• **Provided records**
PR #429, opened 2022-01-14
Handle overrides with unique ids.

### LINKED ISSUE #325: [Toolkits] URL navigation doesn't distinguish between overloads so only one details screen can be seen

microbit-matt-hillsdon:
Closes #325


src/documentation/ReferenceArea.tsx
```diff
@@ -19,6 +19,7 @@ const ReferenceArea = () => {
         await client.initialize();
         const docs = await apiDocs(client);
         pullModulesToTop(docs);
+        console.log(JSON.stringify(docs, null, 2));
```
microbit-robert, line 22: Remove debugging log

microbit-matt-hillsdon, line 22:
```suggestion
```

microbit-robert (approved):
LGTM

• **Task goal**
Would you repeat all of the entries exactly?

• **Reply to the task**
PR #429, opened 2022-01-14
Handle overrides with unique ids.

### LINKED ISSUE #325: [Toolkits] URL navigation doesn't distinguish between overloads so only one details screen can be seen

microbit-matt-hillsdon:
Closes #325


src/documentation/ReferenceArea.tsx
```diff
@@ -19,6 +19,7 @@ const ReferenceArea = () => {
         await client.initialize();
         const docs = await apiDocs(client);
         pullModulesToTop(docs);
+        console.log(JSON.stringify(docs, null, 2));
```
microbit-robert, line 22: Remove debugging log

microbit-matt-hillsdon, line 22:
```suggestion
```

microbit-robert (approved):
LGTM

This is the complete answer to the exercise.